==== RECORDS SUPPLIED
PR #27070, opened 2024-10-10
rewrite some more tests to use actual fake catalog instead of mock

freben:


vinzscam:
> As discussed - this does mean that tests should avoid using `jest.resetAllMocks()`.

this looks like a strong assumption.
Let's say I'm testing a component with some mocked apis for the component. If I want to have a difference mock for each test, I would like to invoke `resetAllMocks()` after each test. But now, I can't anymore since it will break the catalog mocks 🤔

freben:
Yeah we spoke about that actually - I called out the same thing. It's very nice though, and it's freaking annoying when you have a perfectly fine and small test, and then when you want to add an assertion on the call, you have to completely rewrite it to use a mock instead, which usually implies much uglier code at the top.

Maybe that's a wrong assumption though, maybe I should lean into using `jest.spyOn` for those tests instead. Let me look at that and maybe revise the tests accordingly.

Rugvip (approved):
Nice! 👍

PR #27088, opened 2024-10-11
promote all backend feature exports to main entry point

Rugvip:

🧹 , removing the need to use `/alpha` when installing feature for the new system. There's still gonna be cases where extension points etc. are only available under `/alpha`, but wanted to get this out of the way.


pjungermann (approved):
There seems to be a circular dependency issue for 2 plugins still.

Approving for the ones related to events-maintainers, and those where I'm one of the CODEOWNERS. 👍

Rugvip:
Find the issue with the circular imports, it was the plugin implementations importing from the package index rather than internally

freben (approved):

PR #27095, opened 2024-10-12
POC Refactor for non-yarn package manager support

tylerd-canva:

It's still pretty rough but I wanted to get some sort of sanity check before I continue down this path and go to the work of actually adding pnpm support.

### Summary of changes so far
* Refactor all the `yarn` commands and `Lockfile` stuff into an interface/abstract class and move it into `@backstage/cli-node`.
* Add a new Role: `root` since `pnpm` doesn't use the `workspaces` field in `package.json`. *probably not the best way to do this but it's what I came up with off the top of my head*
* Kept all the types the same for now, not sure what would need to become more generic until I actually attempt the PNPM support which I think makes sense to become a separate PR

### Things yet to do
* Update API docs once the interfaces in this approach have been approved
* Tests for the non-abstract methods in Lockfile.ts
* Add PNPM support (probably a separate PR)
* try and remove new `chalk` dependency from `@backstage/cli-node` (used by `errors` code which was moved over)
* Move yarn support (and future pnpm support) into their own separate packages? This might be especially useful for....
* create-app support for choosing your package manager at creation time. but if we have a dynamic template we might also need...
* backstage-upgrade-helper support. pick your package manager in the UI so that you get an effective diff

### Open Questions
* `@backstage/eslint-plugin`: https://github.com/backstage/backstage/blob/434b9c19dbd3c61f7b98b7c554ee658683120bed/packages/eslint-plugin/rules/no-undeclared-imports.js#L189
* `@backstage/e2e-test`: https://github.com/backstage/backstage/blob/c35be1d21b33a72c3698e980e97d3526fb35c66b/packages/e2e-test/src/commands/run.ts#L57
* `@backstage/yarn-plugin` -> might need to plan a pnpm version, but this is optional
* `@backstage/repo-tools`: https://github.com/backstage/backstage/blob/2a42f97175f2c04e7a4a60ea24150a8156a24ac3/packages/repo-tools/src/commands/package/schema/openapi/init.ts#L68

## :heavy_check_mark: Checklist


packages/cli-node/src/pacman/yarn/Lockfile2.test.ts
tylerd-canva, line 1: need to combine these tests into the other test file

packages/cli-node/src/pacman/yarn/yarn.ts
```diff
@@ -0,0 +1,109 @@
...
+
+  async loadLockfile(gitRef?: string): Promise<Lockfile> {
+    const lockfilePath = paths.resolveTargetRoot('yarn.lock');
+
+    let lockfileContents: string;
+    if (gitRef) {
+      lockfileContents = await GitUtils.readFileAtRef('yarn.lock', gitRef);
+    } else {
+      lockfileContents = await fs.readFile(lockfilePath, 'utf8');
+    }
```
tylerd-canva, line 69: definitely on the fence about exposing this git ref API versus just exposing the `parse` method on the lockfile

plugins/devtools-backend/package.json
```diff
@@ -38,9 +38,10 @@
     "test": "backstage-cli package test"
   },
   "dependencies": {
-    "@backstage/backend-common": "^0.25.0",
+    "@backstage/backend-common": "workspace:^",
```
tylerd-canva, line 41:
```suggestion
    "@backstage/backend-common": "^0.25.0",
```

oops

tylerd-canva:
the CI / Verify steps are failing because I haven't updated the API docs yet (which I don't think is worth doing until this has had some more eyes on it).

.gitignore
```diff
@@ -75,6 +75,7 @@ typings/
 
 # Node version directives
 .nvmrc
+.tool-versions
```
tylerd-canva, line 78: I use ASDF locally, I hope it was okay to add this.

Rugvip (commented):
Thank you for taking a stab at this! 👍 

Before diving in deeper I've got one question/request: are there any parts of this that you could see that could ship through separate changes in order to break this down a bit? It's going to be a very slow process to iterate on this and merge if we need to tackle it all at once.

For example, the `--alwaysPack` change seems pretty straightforward to split out, and perhaps the `Lockfile` changes too? It'll be a lot quicker to review and merge those separately

tylerd-canva:
> are there any parts of this that you could see that could ship through separate changes in order to break this down a bit

Yes, absolutely. I wanted to get a "working slice" together just to actually prove that it was feasible first, but if you're open to this change overall I would definitely prefer to split it out into smaller incremental bits where possible. There will still probably be one bigger PR at the end to get all the tests working with the new abstraction layer, though.

PR #27097, opened 2024-10-12
feat: add i18n support for scaffolder-react plugin

JounQin:


plugins/catalog-import/src/translation.ts
```diff
@@ -0,0 +1,162 @@
...
+ * See the License for the specific language governing permissions and
+ * limitations under the License.
+ */
+import { createTranslationRef } from '@backstage/frontend-plugin-api';
+
+export const catalogImportTranslationRef = createTranslationRef({
+  id: 'catalog-import',
+  messages: {
+    buttons: {
+      backText: 'Back',
```
jhaals, line 22:
```suggestion
      back: 'Back',
```
Should be fine to name this just `back` as it's under buttons?

plugins/catalog-import/report.api.md
```diff
@@ -140,11 +142,13 @@ export { catalogImportPlugin };
 export { catalogImportPlugin as plugin };
 
 // Warning: (ae-forgotten-export) The symbol "StepperProvider" needs to be exported by the entry point index.d.ts
+// Warning: (ae-forgotten-export) The symbol "catalogImportTranslationRef" needs to be exported by the entry point index.d.ts
```
jhaals, line 145: This should be exported

plugins/scaffolder-react/src/translation.ts
```diff
@@ -0,0 +1,58 @@
...
+      createButtonText: 'Create',
+      reviewButtonText: 'Review',
+      stepIndexLabel: 'Step {{index, number}}',
+      nextButtonText: 'Next',
+    },
+    templateCategoryPicker: {
+      title: 'Categories',
+    },
+    templateCard: {
+      defaultDescription: 'No description',
```
jhaals, line 44:
```suggestion
      noDescription: 'No description',
```

plugins/scaffolder-react/src/translation.ts
```diff
@@ -0,0 +1,58 @@
...
+      noTemplatesFoundPrefix:
+        'No templates found that match your filter. Learn more about ',
+      noTemplatesFoundLinkText: 'adding templates',
+      noTemplatesFoundSuffix: '.',
+    },
+    templateOutputs: {
+      defaultTitle: 'Text Output',
+    },
+    workflow: {
+      defaultDescription: 'No description',
```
========
> WORK TO COMPLETE
In the listing above, locate the line containing "this is optional" and the line containing "tylerd-canva, line 1: need". Extract those two lines and every line between them, exactly as written, and only those.

> EXERCISE OUTPUT
* `@backstage/yarn-plugin` -> might need to plan a pnpm version, but this is optional
* `@backstage/repo-tools`: https://github.com/backstage/backstage/blob/2a42f97175f2c04e7a4a60ea24150a8156a24ac3/packages/repo-tools/src/commands/package/schema/openapi/init.ts#L68

## :heavy_check_mark: Checklist


packages/cli-node/src/pacman/yarn/Lockfile2.test.ts
tylerd-canva, line 1: need to combine these tests into the other test file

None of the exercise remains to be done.